┌─ Extracted material

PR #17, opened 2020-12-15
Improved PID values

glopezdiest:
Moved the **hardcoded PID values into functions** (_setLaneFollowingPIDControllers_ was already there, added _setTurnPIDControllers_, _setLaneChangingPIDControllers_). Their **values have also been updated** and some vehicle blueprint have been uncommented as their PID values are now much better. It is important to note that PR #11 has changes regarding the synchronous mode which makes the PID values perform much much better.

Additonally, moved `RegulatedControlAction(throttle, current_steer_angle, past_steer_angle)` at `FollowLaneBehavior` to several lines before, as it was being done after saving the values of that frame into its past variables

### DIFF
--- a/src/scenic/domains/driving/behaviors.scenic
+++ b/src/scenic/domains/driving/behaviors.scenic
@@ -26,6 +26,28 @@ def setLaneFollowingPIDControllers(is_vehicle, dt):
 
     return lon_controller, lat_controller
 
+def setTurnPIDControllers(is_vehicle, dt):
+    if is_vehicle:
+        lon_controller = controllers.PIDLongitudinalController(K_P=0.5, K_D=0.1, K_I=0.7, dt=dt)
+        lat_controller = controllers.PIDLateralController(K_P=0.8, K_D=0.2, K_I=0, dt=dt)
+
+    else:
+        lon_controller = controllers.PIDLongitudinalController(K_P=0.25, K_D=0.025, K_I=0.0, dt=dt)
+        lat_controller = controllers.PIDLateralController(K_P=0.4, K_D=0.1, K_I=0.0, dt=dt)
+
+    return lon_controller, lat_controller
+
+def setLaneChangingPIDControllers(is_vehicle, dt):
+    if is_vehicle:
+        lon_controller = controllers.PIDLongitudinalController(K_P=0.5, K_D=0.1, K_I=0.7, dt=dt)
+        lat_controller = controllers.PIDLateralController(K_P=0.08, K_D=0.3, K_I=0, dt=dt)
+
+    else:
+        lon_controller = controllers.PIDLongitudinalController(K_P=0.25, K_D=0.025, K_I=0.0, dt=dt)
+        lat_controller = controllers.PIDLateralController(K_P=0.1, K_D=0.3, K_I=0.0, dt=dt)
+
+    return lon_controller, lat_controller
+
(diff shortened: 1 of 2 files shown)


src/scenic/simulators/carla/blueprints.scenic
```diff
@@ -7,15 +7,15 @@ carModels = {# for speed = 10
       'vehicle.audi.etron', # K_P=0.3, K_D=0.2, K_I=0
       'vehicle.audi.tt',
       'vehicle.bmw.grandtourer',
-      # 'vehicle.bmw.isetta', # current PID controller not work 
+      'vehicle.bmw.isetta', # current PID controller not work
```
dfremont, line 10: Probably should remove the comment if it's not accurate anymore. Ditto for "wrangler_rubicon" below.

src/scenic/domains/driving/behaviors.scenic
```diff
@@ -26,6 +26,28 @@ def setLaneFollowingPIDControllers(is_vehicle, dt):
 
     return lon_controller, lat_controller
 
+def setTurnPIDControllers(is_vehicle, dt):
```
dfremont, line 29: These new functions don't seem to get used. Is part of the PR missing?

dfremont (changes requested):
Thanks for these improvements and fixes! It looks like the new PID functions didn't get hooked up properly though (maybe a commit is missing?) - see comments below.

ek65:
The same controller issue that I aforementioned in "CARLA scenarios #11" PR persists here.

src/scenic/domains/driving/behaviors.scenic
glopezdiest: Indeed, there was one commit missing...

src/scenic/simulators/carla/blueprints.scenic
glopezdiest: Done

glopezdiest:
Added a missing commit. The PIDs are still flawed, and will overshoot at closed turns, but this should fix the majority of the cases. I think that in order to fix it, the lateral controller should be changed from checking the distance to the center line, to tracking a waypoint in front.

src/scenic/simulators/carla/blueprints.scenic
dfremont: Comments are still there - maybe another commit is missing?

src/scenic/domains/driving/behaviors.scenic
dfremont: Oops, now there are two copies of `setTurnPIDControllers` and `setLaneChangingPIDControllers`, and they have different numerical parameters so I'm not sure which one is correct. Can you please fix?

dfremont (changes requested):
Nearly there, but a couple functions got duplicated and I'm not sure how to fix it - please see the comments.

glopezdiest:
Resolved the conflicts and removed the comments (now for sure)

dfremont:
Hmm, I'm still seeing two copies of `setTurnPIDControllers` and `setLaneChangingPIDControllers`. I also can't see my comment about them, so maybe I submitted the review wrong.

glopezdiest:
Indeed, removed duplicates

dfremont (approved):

└─
┌─ Extracted material

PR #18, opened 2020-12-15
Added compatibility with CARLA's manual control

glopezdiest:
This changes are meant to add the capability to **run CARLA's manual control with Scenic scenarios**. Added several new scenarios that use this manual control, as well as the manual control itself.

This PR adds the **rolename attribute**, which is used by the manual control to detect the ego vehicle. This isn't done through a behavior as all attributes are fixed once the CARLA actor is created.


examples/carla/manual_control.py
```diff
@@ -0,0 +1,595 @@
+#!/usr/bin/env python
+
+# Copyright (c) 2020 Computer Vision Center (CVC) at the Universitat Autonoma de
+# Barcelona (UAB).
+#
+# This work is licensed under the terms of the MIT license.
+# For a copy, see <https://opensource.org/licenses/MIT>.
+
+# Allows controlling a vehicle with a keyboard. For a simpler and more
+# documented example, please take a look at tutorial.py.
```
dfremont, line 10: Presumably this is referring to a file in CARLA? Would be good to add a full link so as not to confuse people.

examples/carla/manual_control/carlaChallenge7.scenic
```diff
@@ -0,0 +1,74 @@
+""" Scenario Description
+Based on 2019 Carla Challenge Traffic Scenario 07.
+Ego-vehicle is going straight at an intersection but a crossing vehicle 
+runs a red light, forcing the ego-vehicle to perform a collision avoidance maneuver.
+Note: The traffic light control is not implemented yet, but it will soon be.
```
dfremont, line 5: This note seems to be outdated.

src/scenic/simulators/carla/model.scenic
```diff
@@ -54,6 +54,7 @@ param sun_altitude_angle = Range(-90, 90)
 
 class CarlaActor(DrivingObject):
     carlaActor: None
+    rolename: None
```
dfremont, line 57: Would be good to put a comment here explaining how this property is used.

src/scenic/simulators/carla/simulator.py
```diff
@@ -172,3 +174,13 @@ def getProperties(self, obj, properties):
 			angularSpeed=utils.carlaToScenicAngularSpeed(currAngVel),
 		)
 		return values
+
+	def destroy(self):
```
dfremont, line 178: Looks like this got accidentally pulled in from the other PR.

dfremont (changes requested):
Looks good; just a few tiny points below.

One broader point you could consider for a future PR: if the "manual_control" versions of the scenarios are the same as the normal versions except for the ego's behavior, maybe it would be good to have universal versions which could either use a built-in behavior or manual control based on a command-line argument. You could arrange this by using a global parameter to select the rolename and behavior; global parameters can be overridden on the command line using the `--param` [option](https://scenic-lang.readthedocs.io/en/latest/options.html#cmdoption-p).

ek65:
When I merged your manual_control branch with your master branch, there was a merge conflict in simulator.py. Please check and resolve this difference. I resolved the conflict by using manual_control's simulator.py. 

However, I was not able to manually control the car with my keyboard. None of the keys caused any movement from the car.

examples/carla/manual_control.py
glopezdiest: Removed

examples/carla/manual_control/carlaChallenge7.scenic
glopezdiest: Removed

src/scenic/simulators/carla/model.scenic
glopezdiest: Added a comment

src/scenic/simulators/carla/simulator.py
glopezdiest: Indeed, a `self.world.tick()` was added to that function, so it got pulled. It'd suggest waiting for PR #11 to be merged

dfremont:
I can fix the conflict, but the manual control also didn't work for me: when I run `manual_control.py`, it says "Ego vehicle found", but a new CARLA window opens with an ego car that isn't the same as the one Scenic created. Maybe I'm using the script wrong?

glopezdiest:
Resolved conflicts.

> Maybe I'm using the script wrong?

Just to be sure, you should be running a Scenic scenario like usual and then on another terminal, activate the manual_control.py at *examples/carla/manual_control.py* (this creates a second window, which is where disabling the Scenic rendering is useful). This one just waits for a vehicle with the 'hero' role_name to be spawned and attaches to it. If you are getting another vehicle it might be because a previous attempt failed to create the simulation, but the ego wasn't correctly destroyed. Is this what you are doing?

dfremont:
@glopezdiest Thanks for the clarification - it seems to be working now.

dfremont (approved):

└─
┌─ Extracted material

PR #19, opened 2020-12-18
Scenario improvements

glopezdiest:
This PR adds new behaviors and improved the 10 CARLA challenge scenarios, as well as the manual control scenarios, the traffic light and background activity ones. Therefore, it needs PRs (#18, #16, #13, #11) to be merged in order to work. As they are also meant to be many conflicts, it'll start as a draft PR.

└─

* **Aim of the exercise**
All of the lines above that carry the string "values" need to be found and copied.

* **Task answer**
Improved PID values
Moved the **hardcoded PID values into functions** (_setLaneFollowingPIDControllers_ was already there, added _setTurnPIDControllers_, _setLaneChangingPIDControllers_). Their **values have also been updated** and some vehicle blueprint have been uncommented as their PID values are now much better. It is important to note that PR #11 has changes regarding the synchronous mode which makes the PID values perform much much better.
Additonally, moved `RegulatedControlAction(throttle, current_steer_angle, past_steer_angle)` at `FollowLaneBehavior` to several lines before, as it was being done after saving the values of that frame into its past variables
 		return values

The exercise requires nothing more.